夏清晏拦下了妇人冷着脸道:“当街殴打人可是要蹲大牢的,偷东西也是要蹲大牢的,你们跟本官去县衙,看看到底谁蹲大牢。”

一番话将妇人唬的一愣一愣的,她看着夏清晏扑通一声跪在地上大哭道:“大人你有所不知,这贱人偷我家东西啊。”

“他偷了什么?”

夏清晏目光犀利,吓的妇人连忙磕头声泪俱下道:“偷了我的馒……偷了我的银子。”

妇人方惊觉自已似乎说错了话连忙改口道:“我给闺女准备的嫁妆被他偷了。”

“我没偷。”安哥儿吓的脸色苍白,浑身发抖不断重复着:“我没偷,我没偷。”

“你别怕,有什么事儿尽管跟县令大人说。”

凌易谦看着安哥儿浑身打满补丁,瘦的跟芦柴棒似的小心安抚道。

“我饿,我好饿。”

肚子传来咕咕咕的叫声,安哥儿尴尬的低头小心翼翼的说道:“娘嫌弃我笨手笨脚,不给我吃饭,我就偷偷吃了半个馒头。”

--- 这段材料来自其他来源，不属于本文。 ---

PR #22508, opened 2026-06-28
fix(keeper): raise librarian max_tokens cap to 4096 to stop episode JSON truncation

jeong-sik:
## Problem

Keeper librarian logs repeatedly:
```
[WARN] [Keeper] memory os librarian preserving unstructured fallback
reason=librarian provider returned invalid episode JSON (invalid_json: ... Unexpected end of input)
```
at varying byte offsets (594, 862, 2490...). Episode extraction silently degrades to an unstructured fallback every affected turn.

## Root cause

`librarian_max_tokens = 1024` (hardcoded, `keeper_librarian_runtime.ml:3`) is applied as `min provider_cfg.max_tokens librarian_max_tokens` at the librarian `complete` call (`keeper_librarian_runtime.ml:246-250`). Episode JSON (summary + facts + metadata) routinely exceeds 1024 output tokens, so the response is truncated mid-object and Yojson fails with "Unexpected end of input". The varying byte offsets are the truncation point moving with each payload.

## Fix

- Raise the cap to **4096** (covers realistic episode payloads, well under the JSON-capable model budget) and move it to `Env_config.KeeperMemoryOs.librarian_max_tokens_default` so it is no longer a magic literal.
- Register the knob in the env snapshot catalog (`MASC_KEEPER_MEMORY_OS_LIBRARIAN_MAX_TOKENS`) and the keeper-memory-os env-knob test list to prevent catalog drift.

## Verification

- `lib/masc.cma` builds clean with the change.
- Broader test executable build is blocked by a pre-existing **main compile red** (`keeper_failure_taxonomy`), unrelated to this change (inherited).

## Follow-up (not in this PR)

`json_of_output` parses Yojson directly without stripping ```json``` code fences or prose preambles — a separate hardening. A `json_schema` response_format (oas#2160) would also structurally constrain provider output. Both complementary, tracked separately.

Co-Authored-By: Claude <noreply@anthropic.com>

PR #22601, opened 2026-06-28
feat(memory): split fallback health buckets

jeong-sik:
## Summary
- split keeper memory-health fallback diagnostics into empty-response and non-empty buckets
- expose the bucket counts in backend JSON totals/per-keeper rows and dashboard typing
- render the bucket split beside the existing fallback diagnostic total

## Live observation
- current live fact store has 90 librarian fallback diagnostics across keepers
- only 2 are '<empty response>'; most are non-empty invalid JSON fallback rows

## Verification
- ocamlformat --check lib/keeper/keeper_memory_os_types.ml lib/keeper/keeper_memory_os_types.mli lib/server/server_dashboard_http_keeper_memory_health.ml test/test_server_dashboard_http_keeper_memory_health.ml
- npx tsc --noEmit --pretty (dashboard)
- npx vitest run --config vitest.config.ts src/components/memory/keeper-memory-health.test.ts --no-file-parallelism --maxWorkers=1 (dashboard)
- git diff --check

## Notes
- stacked on #22596 because main currently needs the keeper interface export recovery before CI can build this path

### DIFF
--- a/dashboard/src/api/dashboard-misc.ts
+++ b/dashboard/src/api/dashboard-misc.ts
@@ -233,6 +233,8 @@ export interface KeeperMemoryHealthKeeperEntry {
   near_duplicate: number
   provider_slot_busy: number
   librarian_fallback_facts: number
+  librarian_fallback_empty_response_facts: number
+  librarian_fallback_nonempty_facts: number
   alerts: KeeperMemoryHealthAlert[]
 }
 
@@ -248,6 +250,8 @@ export interface KeeperMemoryHealthResponse {
     near_duplicate: number
     provider_slot_busy: number
     librarian_fallback_facts: number
+    librarian_fallback_empty_response_facts: number
+    librarian_fallback_nonempty_facts: number
   }
   alert_summary: {
     total_alerts: number
--- a/dashboard/src/components/memory/keeper-memory-health.test.ts
+++ b/dashboard/src/components/memory/keeper-memory-health.test.ts
@@ -36,6 +36,8 @@ function makeEntry(
     near_duplicate: 0,
     provider_slot_busy: 0,
     librarian_fallback_facts: 0,
+    librarian_fallback_empty_response_facts: 0,
+    librarian_fallback_nonempty_facts: 0,
     alerts: [],
     ...overrides,
   }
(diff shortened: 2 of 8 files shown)


jeong-sik:
Bucket split answers part of the #22593 counter-as-fix concern — but the live data points to a root fix.

Splitting fallback diagnostics into empty-response vs non-empty buckets is the right response to the #22593 question ("is this just a count, or does it drive root investigation?"). The split exposes the distribution of fallback causes, which is real observability: an operator sees whether fallbacks are empty responses (provider problem) or non-empty invalid JSON (parse problem) without grepping logs.

The live observation is the valuable signal: 90 fallback diagnostics, only 2 empty-response, 88 non-empty invalid JSON. That distribution says the remaining root is invalid-JSON parsing — not empty-provider-response. Given #22508 (max_tokens truncation fix) already merged, the 88 non-empty invalid rows point to a different parse failure (encoding, schema mismatch, partial JSON). The buckets make that visible; they do not fix it.

So this is observability that should drive a follow-up root fix on the non-empty-invalid-JSON path. Two questions:
1. Is there a tracking issue / follow-up for the non-empty invalid JSON root (the 88 rows), now that this PR makes the scale visible?
2. Could the non-empty bucket subdivide further (truncation vs encoding vs schema) later, or is empty/non-empty the intended terminal granularity?

Build deferred to CI. Stacked on #22596 — noted.

jeong-sik:
## 리뷰: #22601 — fallback health bucket 세분 (좋음)

### 긍정
- fallback diagnostics를 **empty-response vs non-empty bucket**으로 세분. /goal "노 silent failure" — fallback 원인(empty provider output vs non-empty)을 구분해 관측. #22593(surface)의 정교화.
- bucket counts를 JSON totals/per-keeper + dashboard typing에 노출. 관측 계층화.

### 미세
- bucket 분류 기준이 typed(variant)인지 string field인지 — diff상 JSON 필드 추가. 분류 로직이 `legacy_unstructured_fallback_claim` 연동 시 typed 일관성 확인.

**병합 준비 방향** (CI green 시).

---
_근거: `gh pr diff 22601` (librarian_fallback_empty/nonempty bucket)._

“好吃懒做,就会吃吃吃,成亲这几个月连个孩子也怀不上,不会下蛋的鸡。”妇人一脸不爽骂骂咧咧。

安哥儿低头沉默。

“张刘氏就不是个好东西,天天欺负安哥儿,什么事儿都向着姑娘,这才嫁过来几个月,天天挨打,你看他胳膊上青一块紫一块的。”一旁卖包子的大婶气呼呼的打抱不平,又塞了两个包子到安哥儿的手里。

“你愿意和离吗?”凌易谦问道。

安哥儿有些懵,他抬头怔怔的看着凌易谦,似乎从来没有人问过他这个问题。

“他母亲打你、辱骂你,他也不护着你,这样的日子你还愿意跟他过下去吗?”凌易谦问道。

“呸,还想和离,和离以后谁还会要你?不要脸的。”妇人朝着小哥儿吐一口唾沫。

“你干嘛欺负娘,这么多人围着也不怕别人看笑话,赶紧给娘道歉往家里滚。”安哥儿夫君风风火火走来,也不管谁对谁错,先甩安哥儿一巴掌一脸嫌弃道:“丢死人了。”

安哥儿捂着脸泪眼婆娑,他浑身瑟瑟发抖,想起往日挨不完的打与饿,他抬头怯生生的看着凌易谦弱弱的说道:“和离后我该怎么办?”

“我跟娘都没吃一口,你还有脸吃包子。”安哥儿夫君从安哥儿手里抢过包子狠狠咬了一大口:“还是肉馅儿,味道不错。”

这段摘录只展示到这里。